I’m an Experimental Physicist. I carry out research designing and building instrumentation for observatories that have detected the first gravitational signals from colliding ‘black holes’ far out in our cosmos.
These ‘gravitational waves’ carry with them unique information about what objects produced them, allowing us to study dark processes in the universe.
Professor Sheila Rowan
I wanted to be a scientist, indeed a physicist and more specifically to study the cosmos, since I was quite young – about ten years old. I was hooked by the simple questions that come up when we look up at the night sky and wonder what is out there? How far could you go if you set off in a spaceship and what would you find?
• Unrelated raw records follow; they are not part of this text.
PR #56, opened 2017-07-19
Add script to generate ostree fixtures.

jortel:
Add script to generate ostree fixtures.  Specifically a small repository in `fixtures/ostree/small` used by some of the smash tests.

### DIFF
--- a/ostree/gen-fixtures.sh
+++ b/ostree/gen-fixtures.sh
@@ -1,0 +1,87 @@
+#!/usr/bin/env bash
+
+set -euo pipefail
+
+DIR=""
+TREE=""
+USAGE="
+Usage: gen-fixtures.sh <output-dir>
+
+Generate an OSTree repository with (2) branches:
+ - rawhide
+ - stable
+
+Each branch will have (3) commits for versions:
+ - 1.0
+ - 1.1
+ - 1.2
+
+The OSTree repository will be created in <output-dir>.
+The directory will be be created.
+"
+
+show_help()
+{
+  echo "${USAGE}"
+}
+
+_mkdir()
+{
+  if [ -e "${DIR}" ]; then
+    if [ ! -z "$(ls -A "${DIR}")" ]; then
+      echo 1>&2 ""
+      echo 1>&2 "${DIR} must be empty."
+      echo 1>&2 ""
+      exit 1
+    fi
+  else
+    mkdir -p "${DIR}"
+  fi
+}
+
+gen_tree()
+{
+  # The tree used for the ostree commits must be a directory
+  # containing at least (1) file.  Using this script for convenience.
+  TREE=$(mktemp -d /tmp/tree.XXXXX)
+  touch "${TREE}/fake.img"
+}
+
+gen_repository()
+{
+  ostree init --repo="${DIR}" --mode=archive-z2
+  # branch: rawhide
+  ostree commit --repo="${DIR}" -b rawhide --add-metadata-string=version=1.1 "${TREE}"
+  ostree commit --repo="${DIR}" -b rawhide --add-metadata-string=version=1.2 "${TREE}"
+  ostree commit --repo="${DIR}" -b rawhide --add-metadata-string=version=1.3 "${TREE}"
+  # branch: stable
+  ostree commit --repo="${DIR}" -b stable --add-metadata-string=version=1.1 "${TREE}"
+  ostree commit --repo="${DIR}" -b stable --add-metadata-string=version=1.2 "${TREE}"
+  ostree commit --repo="${DIR}" -b stable --add-metadata-string=version=1.3 "${TREE}"
+  # summary
+  ostree summary -u --repo="${DIR}"
+}
+
+clean()
+{
+  if [ -d "${TREE}" ]; then
+    rm -rf "${TREE}"
+  fi
+}
+
+
+if [ "$#" -ne "1" ]; then
+  show_help
+  exit 1
+fi
+
+DIR="$1"
+
+trap clean EXIT
+
+_mkdir
+gen_tree
+gen_repository
+clean
+echo "Created repository in: ${DIR}"
+
--- a/Makefile
+++ b/Makefile
@@ -17,6 +17,7 @@ help:
 	@echo "  fixtures/file-mixed"
 	@echo "                  to create File fixtures with some not available"
 	@echo "                  files on the PULP_MANIFEST"
+	@echo "  fixtures/ostree to create a OSTree ostree repositories"
 	@echo "  fixtures/puppet to create a dummy Puppet module"
 	@echo "  fixtures/python-pulp"
 	@echo "                  to create a Pulp Python repository"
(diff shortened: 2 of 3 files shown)


ostree/gen-fixtures.sh
```diff
@@ -0,0 +1,81 @@
...
+      echo 1>&2 "${DIR} must be empty."
+      echo 1>&2 ""
+      exit 1
+    fi
+  else
+    mkdir -p ${DIR}
+  fi
+}
+
+gen_tree()
```
Ichimonji10: This function copies this script into `/tmp/tree.XXXXX/`. What function does that serve?

ostree/gen-fixtures.sh
```diff
@@ -0,0 +1,81 @@
...
+{
+  cp $0 ${TREE}
+}
+
+gen_repository()
+{
+  mkdir -p ${DIR}
```
Ichimonji10: `_mkdir()` already does this, right?

jortel:
@Ichimonji10, thanks for the review.  Ready for 2nd review.

ostree/gen-fixtures.sh
```diff
@@ -0,0 +1,80 @@
...
+  rm -rf "${TREE}"
+}
+
+
+if [ "$#" -ne "1" ]; then
+  show_help
+  exit 1
+fi
+
+DIR=$1
```
Ichimonji10: Please quote this. This will break if the script is called as `ostree/gen-fixtures.sh "fixtures/ostree/small tree"`.

ostree/gen-fixtures.sh
```diff
@@ -0,0 +1,80 @@
...
+{
+  ostree init --repo=${DIR} --mode=archive-z2
+  # branch: rawhide
+  ostree commit --repo=${DIR} -b rawhide --add-metadata-string=version=1.1 "${TREE}"
+  ostree commit --repo=${DIR} -b rawhide --add-metadata-string=version=1.2 "${TREE}"
+  ostree commit --repo=${DIR} -b rawhide --add-metadata-string=version=1.3 "${TREE}"
+  # branch: stable
+  ostree commit --repo=${DIR} -b stable --add-metadata-string=version=1.1 "${TREE}"
+  ostree commit --repo=${DIR} -b stable --add-metadata-string=version=1.2 "${TREE}"
+  ostree commit --repo=${DIR} -b stable --add-metadata-string=version=1.3 "${TREE}"
```
Ichimonji10: Please quote `${DIR}`. This will break if the script is called as `ostree/gen-fixtures.sh "fixtures/ostree/small tree"`.

ostree/gen-fixtures.sh
```diff
@@ -0,0 +1,80 @@
...
+
+show_help()
+{
+  echo "${USAGE}"
+}
+
+_mkdir()
+{
+  if [ -e ${DIR} ]; then
+    if [ ! -z "$(ls -A ${DIR})" ]; then
```
Ichimonji10: Please quote `${DIR}`. This will break if the script is called as `ostree/gen-fixtures.sh "fixtures/ostree/small tree"`.

ostree/gen-fixtures.sh
```diff
@@ -0,0 +1,80 @@
...
+      echo 1>&2 "${DIR} must be empty."
+      echo 1>&2 ""
+      exit 1
+    fi
+  else
+    mkdir -p "${DIR}"
+  fi
+}
+
+gen_tree()
```
Ichimonji10: I'm wondering what the purpose of this `gen_tree()` function is. I know that it (hopefully) copies this script into `/tmp/tree.XXXXX`, but I don't understand what purpose it serves. I can comment out the call to this function, and the end result seems the same.

jortel: This ensures that the (directory) tree contains at least 1 file.  IIRC, older versions of ostree would fail if there was not at least one file.  Just uses the script itself because it's reliable.  I also noticed that if the script exists because one of the two checks fails, the /tmp/tree.XX was not being cleaned up.  I moved setting `TREE` to `gen_tree()` as well.

Ichimonji10: > IRC, older versions of ostree would fail if there was not at least one file.

That explains a lot. Thank you.

I would recommend avoiding references to `$0`, and doing something else, like calling `touch "${TREE}/foo"`. There's [issues](http://mywiki.wooledge.org/BashFAQ/028) with `$0`.

> I also noticed that if the script exists because one of the two checks fails, the /tmp/tree.XX was not being cleaned up.

The following idiom is used in several of the pulp-fixtures scripts to ensure clean-up occurs in most situations:

```bash
# Create a workspace, and schedule it for deletion.
cleanup() { if [ -n "${working_dir:-}" ]; then rm -rf "${working_dir}"; fi }
trap cleanup EXIT  # bash pseudo signal
trap 'cleanup ; trap - SIGINT ; kill -s SIGINT $$' SIGINT
trap 'cleanup ; trap - SIGTERM ; kill -s SIGTERM $$' SIGTERM
working_dir="$(mktemp --directory)"
```

This basically says "if the script finishes executing, or if the script is nicely asked to die, then call `cleanup()`. AFAIK, Bash doesn't support exceptions, but this is pretty close.

ostree/gen-fixtures.sh
```diff
@@ -0,0 +1,85 @@
...
+"
+
+show_help()
+{
+  echo "${USAGE}"
+}
+
+_mkdir()
+{
+  if [ -e ${DIR} ]; then
```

I found those questions so interesting that I simply couldn’t think of anything more exciting to do with my time than to work on helping to try and answer them. I have been so lucky to be able to find a way to do that.
My research, and that of my Institute, is targeted at detecting and studying the ‘ripples in space-time’ predicted to exist by Einstein more than 100 years ago. To do this, we work together with scientists in more than 20 countries around the globe. This research pushes the state-of-the-art in technology across optical and mechanical systems needed for our observatories that have application not only in gravitational astrophysics, but also spin-offs in healthcare, satellite control, energy, and geoscience. By chasing the discoveries of tomorrow, we can help people today.
Sheila is holding a sheet showing the properties of what produced the very first gravitational wave signal – ‘GW150914’ – picked up by the LIGO observatories in 2015. Two black holes, each tens of times the mass of our sun, collided 1.3 billion years ago and caused the universe to vibrate by just a tiny amount; these vibrations give us a completely new tool to study the universe.